• _Work instruction_
Copy out each line of the data that holds the string "golemapp".

[Collected data entries]
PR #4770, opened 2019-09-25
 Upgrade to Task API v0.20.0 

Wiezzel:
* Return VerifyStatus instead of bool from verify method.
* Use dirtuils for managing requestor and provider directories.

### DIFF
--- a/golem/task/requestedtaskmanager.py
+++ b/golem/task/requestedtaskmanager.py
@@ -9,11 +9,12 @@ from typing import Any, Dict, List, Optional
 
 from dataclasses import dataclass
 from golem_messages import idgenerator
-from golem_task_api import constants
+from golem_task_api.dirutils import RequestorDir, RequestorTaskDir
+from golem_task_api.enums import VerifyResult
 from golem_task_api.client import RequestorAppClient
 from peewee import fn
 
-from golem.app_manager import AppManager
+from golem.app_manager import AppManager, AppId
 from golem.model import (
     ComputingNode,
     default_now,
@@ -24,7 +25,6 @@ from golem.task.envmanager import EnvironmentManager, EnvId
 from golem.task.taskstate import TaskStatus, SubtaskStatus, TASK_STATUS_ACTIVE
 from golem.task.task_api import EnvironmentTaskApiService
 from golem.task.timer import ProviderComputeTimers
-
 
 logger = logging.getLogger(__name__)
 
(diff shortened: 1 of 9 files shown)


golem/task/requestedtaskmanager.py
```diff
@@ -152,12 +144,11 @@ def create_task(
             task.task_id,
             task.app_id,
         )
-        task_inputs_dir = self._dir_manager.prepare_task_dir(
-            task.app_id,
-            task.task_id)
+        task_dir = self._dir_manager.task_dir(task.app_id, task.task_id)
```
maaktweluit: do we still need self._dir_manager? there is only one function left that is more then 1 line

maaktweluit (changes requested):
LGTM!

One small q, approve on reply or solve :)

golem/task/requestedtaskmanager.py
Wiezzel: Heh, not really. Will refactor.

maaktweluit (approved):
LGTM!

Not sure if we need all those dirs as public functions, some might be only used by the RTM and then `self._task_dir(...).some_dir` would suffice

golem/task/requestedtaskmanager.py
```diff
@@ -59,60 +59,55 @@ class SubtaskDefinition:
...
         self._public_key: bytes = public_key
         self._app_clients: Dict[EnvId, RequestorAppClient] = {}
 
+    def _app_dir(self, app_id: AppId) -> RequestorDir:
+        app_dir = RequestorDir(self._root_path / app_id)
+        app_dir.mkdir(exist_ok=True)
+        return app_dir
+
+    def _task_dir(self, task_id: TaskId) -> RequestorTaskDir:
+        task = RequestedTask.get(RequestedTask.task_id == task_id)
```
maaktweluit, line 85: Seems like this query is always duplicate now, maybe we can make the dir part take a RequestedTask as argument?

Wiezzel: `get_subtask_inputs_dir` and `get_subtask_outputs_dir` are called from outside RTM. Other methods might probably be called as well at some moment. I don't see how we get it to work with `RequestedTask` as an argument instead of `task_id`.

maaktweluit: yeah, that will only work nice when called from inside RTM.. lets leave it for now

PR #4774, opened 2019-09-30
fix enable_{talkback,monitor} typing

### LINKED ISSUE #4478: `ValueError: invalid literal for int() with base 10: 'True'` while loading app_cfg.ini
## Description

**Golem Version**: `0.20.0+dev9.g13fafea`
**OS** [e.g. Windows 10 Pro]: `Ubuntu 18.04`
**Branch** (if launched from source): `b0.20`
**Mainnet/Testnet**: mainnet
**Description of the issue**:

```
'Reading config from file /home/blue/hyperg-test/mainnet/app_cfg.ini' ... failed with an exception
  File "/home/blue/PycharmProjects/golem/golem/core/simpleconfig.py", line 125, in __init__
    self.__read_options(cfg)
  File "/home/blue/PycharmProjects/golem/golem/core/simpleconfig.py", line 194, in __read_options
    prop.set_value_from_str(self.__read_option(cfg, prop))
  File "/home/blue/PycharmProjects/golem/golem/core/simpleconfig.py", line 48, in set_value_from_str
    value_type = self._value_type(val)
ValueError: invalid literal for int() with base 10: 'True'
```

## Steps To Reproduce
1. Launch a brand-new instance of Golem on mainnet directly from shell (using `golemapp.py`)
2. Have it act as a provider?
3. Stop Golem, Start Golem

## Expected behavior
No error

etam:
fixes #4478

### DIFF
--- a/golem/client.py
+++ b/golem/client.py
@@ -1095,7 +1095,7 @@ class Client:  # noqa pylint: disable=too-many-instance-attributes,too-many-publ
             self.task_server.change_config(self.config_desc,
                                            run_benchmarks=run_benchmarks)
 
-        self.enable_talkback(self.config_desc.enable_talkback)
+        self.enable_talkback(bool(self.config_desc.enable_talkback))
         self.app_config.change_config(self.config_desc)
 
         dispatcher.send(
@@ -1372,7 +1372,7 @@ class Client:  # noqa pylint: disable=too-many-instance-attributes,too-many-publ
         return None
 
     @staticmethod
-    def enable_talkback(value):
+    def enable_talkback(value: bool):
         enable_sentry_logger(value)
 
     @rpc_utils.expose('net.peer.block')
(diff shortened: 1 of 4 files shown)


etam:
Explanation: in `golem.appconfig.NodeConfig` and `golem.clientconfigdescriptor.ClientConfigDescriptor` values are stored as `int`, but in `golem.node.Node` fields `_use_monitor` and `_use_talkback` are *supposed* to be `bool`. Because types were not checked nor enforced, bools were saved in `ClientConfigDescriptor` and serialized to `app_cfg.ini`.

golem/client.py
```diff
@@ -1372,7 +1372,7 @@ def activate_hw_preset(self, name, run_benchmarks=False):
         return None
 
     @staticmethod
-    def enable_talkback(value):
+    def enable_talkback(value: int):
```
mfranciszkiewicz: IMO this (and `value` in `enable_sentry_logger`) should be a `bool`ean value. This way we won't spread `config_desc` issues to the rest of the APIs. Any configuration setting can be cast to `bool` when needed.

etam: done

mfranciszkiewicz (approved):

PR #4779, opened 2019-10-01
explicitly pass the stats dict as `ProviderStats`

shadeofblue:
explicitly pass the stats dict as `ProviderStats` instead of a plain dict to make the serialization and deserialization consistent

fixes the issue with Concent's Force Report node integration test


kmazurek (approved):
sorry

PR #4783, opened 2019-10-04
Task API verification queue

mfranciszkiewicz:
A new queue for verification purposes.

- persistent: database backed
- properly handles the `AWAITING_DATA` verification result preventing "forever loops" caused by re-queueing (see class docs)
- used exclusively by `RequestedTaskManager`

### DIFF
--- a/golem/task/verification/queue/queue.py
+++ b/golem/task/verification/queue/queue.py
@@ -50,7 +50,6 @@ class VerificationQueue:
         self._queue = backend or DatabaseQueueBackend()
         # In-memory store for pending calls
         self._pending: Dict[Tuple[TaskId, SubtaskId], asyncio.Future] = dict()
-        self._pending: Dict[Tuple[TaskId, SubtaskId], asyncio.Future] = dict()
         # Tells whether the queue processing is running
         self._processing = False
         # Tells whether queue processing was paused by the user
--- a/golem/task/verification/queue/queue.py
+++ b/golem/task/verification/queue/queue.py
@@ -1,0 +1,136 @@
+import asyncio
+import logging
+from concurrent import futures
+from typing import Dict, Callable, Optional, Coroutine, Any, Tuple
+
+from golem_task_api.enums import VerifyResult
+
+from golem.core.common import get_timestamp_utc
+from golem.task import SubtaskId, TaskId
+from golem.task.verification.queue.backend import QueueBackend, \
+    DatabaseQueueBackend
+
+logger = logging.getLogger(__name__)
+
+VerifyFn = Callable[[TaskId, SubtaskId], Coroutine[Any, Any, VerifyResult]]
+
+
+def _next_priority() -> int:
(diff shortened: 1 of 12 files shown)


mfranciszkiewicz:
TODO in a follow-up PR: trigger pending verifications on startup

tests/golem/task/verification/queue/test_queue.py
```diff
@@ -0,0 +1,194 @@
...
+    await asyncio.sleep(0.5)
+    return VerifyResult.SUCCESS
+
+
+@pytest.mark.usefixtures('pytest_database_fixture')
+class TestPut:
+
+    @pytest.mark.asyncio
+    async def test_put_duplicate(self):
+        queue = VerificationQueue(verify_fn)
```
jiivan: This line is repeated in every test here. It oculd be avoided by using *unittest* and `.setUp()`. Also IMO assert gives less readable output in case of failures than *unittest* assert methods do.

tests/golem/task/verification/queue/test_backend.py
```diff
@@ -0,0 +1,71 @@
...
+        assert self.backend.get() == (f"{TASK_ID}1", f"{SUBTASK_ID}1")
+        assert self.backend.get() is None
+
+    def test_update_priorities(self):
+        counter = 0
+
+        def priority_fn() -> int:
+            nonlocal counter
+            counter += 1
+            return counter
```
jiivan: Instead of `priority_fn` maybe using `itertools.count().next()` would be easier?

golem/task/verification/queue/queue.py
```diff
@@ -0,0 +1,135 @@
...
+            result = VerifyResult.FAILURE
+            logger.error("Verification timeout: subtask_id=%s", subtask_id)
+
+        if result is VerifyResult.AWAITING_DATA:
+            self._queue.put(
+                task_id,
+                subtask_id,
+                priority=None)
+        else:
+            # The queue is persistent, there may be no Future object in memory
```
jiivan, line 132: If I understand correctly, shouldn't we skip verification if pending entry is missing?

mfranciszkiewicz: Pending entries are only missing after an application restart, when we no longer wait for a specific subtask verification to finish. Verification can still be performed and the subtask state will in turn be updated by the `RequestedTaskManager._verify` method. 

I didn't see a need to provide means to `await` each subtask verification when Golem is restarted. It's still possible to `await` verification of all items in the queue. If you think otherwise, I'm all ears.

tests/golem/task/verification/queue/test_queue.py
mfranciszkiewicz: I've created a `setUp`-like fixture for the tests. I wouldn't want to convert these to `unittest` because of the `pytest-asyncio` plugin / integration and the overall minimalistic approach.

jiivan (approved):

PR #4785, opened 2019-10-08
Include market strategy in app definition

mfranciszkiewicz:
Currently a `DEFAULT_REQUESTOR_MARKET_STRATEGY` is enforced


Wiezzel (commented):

---

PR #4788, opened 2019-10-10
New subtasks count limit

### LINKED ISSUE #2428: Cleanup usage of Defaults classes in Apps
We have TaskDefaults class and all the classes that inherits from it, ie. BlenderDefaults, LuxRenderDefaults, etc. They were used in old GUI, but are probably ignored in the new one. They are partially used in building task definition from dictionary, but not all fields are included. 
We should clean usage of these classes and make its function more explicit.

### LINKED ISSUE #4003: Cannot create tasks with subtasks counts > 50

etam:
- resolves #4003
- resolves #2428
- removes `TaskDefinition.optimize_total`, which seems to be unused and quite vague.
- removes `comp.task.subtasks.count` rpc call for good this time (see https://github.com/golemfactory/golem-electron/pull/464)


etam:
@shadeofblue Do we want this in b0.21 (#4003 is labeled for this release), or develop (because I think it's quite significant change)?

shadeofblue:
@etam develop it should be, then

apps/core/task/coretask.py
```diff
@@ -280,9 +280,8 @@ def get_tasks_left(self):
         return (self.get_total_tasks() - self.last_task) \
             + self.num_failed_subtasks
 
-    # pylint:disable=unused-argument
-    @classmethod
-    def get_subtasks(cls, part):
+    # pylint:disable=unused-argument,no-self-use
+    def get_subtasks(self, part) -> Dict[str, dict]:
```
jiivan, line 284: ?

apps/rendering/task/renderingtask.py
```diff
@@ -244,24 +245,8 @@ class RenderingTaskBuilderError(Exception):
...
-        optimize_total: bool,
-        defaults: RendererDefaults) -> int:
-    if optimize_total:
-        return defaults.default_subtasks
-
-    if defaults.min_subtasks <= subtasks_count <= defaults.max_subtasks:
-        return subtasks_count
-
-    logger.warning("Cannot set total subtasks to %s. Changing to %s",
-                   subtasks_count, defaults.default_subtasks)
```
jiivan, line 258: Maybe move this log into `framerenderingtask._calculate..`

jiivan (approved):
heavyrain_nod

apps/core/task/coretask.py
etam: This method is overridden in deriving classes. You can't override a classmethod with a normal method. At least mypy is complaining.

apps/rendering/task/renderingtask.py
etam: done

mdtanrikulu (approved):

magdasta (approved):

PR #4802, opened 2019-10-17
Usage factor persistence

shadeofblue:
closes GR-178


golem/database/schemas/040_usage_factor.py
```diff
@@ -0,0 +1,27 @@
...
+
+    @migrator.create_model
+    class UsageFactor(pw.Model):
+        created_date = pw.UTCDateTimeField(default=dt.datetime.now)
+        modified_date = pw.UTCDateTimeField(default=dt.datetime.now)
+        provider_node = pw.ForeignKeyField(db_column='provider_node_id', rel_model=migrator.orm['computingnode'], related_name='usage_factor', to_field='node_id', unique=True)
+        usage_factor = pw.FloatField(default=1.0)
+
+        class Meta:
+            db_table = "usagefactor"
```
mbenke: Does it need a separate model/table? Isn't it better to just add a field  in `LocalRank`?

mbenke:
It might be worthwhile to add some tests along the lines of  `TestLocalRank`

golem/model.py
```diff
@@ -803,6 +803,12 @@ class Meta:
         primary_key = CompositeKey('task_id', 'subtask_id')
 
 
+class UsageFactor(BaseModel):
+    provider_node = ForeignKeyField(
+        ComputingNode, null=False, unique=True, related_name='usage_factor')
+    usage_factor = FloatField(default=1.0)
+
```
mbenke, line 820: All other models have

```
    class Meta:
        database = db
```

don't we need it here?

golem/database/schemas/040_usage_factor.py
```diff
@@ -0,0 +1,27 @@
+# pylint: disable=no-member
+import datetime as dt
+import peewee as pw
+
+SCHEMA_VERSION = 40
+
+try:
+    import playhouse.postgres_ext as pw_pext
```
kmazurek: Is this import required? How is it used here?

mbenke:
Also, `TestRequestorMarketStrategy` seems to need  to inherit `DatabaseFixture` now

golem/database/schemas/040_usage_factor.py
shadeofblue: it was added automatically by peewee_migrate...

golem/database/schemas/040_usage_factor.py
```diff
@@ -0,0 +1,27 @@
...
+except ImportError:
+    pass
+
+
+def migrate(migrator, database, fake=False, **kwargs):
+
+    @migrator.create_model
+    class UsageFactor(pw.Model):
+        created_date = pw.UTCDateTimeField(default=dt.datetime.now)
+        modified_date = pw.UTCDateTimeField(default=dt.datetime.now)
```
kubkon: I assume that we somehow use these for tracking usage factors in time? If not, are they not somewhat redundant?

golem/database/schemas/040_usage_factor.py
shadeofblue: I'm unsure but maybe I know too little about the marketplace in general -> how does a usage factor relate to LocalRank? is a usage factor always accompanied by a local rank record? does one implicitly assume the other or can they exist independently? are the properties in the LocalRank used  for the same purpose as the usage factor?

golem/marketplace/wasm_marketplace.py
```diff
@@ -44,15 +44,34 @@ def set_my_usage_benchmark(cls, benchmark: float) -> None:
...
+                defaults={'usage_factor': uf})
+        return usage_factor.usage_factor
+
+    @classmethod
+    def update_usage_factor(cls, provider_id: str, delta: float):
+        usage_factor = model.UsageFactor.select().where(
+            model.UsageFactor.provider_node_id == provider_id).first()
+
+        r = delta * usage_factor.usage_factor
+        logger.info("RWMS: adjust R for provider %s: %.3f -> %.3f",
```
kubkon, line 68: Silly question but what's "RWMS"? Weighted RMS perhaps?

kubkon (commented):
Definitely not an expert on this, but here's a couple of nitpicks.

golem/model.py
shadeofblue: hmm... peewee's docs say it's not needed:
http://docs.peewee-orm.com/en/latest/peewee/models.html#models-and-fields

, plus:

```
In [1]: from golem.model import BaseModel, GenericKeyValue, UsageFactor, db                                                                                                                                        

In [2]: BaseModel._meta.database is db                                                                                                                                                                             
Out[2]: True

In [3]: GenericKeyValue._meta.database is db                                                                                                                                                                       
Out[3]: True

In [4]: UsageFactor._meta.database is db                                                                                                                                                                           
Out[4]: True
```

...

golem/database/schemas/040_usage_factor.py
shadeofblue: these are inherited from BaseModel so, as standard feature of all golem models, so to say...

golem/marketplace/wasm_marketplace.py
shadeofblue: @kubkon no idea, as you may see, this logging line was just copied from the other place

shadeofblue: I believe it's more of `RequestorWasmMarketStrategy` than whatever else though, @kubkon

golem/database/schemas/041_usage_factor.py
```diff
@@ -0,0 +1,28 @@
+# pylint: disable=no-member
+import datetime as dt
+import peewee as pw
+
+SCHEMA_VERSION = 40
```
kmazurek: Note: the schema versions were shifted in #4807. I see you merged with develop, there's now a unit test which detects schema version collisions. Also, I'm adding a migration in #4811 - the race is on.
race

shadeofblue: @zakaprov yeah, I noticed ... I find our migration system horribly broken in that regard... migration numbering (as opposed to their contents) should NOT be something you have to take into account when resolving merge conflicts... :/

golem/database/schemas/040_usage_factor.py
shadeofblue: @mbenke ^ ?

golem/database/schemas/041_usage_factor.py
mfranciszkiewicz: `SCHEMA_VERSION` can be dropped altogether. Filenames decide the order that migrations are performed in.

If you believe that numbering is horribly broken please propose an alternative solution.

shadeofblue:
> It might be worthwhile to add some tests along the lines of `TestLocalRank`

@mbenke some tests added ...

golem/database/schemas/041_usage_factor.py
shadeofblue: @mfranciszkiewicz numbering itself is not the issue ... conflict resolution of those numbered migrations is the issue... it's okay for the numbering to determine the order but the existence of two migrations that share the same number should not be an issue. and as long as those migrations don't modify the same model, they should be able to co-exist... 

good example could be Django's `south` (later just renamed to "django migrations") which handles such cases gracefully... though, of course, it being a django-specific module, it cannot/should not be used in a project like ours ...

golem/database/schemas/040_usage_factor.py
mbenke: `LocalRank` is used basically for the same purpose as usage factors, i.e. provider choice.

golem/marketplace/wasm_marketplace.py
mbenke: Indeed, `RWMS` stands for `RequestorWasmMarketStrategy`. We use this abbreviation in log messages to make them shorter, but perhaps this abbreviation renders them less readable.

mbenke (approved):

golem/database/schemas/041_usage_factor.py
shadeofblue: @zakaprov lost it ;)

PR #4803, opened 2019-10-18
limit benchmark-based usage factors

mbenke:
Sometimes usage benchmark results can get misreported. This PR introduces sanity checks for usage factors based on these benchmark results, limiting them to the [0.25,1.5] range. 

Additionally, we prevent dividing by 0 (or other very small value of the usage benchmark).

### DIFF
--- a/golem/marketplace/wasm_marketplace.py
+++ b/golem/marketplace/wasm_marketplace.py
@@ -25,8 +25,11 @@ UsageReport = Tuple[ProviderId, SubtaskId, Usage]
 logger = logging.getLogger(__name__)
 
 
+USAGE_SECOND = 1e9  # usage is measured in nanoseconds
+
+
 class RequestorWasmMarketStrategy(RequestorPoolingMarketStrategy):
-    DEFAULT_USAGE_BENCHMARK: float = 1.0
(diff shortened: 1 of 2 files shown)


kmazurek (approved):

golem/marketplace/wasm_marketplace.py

---

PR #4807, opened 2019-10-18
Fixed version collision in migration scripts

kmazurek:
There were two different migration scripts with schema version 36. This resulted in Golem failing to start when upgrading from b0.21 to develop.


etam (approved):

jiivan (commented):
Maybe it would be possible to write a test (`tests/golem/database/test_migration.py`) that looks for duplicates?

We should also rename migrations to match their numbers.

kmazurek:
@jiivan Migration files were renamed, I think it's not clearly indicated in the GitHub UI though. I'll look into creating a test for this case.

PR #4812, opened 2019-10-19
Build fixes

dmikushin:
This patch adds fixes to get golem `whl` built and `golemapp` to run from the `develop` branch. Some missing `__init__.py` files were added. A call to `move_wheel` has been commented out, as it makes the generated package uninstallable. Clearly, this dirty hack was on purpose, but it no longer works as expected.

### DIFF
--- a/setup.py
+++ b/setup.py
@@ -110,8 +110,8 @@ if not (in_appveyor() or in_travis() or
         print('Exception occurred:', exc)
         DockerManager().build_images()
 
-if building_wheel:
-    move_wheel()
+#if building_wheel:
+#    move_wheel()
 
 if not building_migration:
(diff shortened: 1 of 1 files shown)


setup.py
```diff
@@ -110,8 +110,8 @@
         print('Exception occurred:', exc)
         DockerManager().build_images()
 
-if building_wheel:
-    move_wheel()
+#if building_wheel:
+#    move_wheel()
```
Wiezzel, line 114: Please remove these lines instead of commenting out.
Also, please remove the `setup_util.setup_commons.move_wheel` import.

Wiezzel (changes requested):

• _Answer to this task_
1. Launch a brand-new instance of Golem on mainnet directly from shell (using `golemapp.py`)
This patch adds fixes to get golem `whl` built and `golemapp` to run from the `develop` branch. Some missing `__init__.py` files were added. A call to `move_wheel` has been commented out, as it makes the generated package uninstallable. Clearly, this dirty hack was on purpose, but it no longer works as expected.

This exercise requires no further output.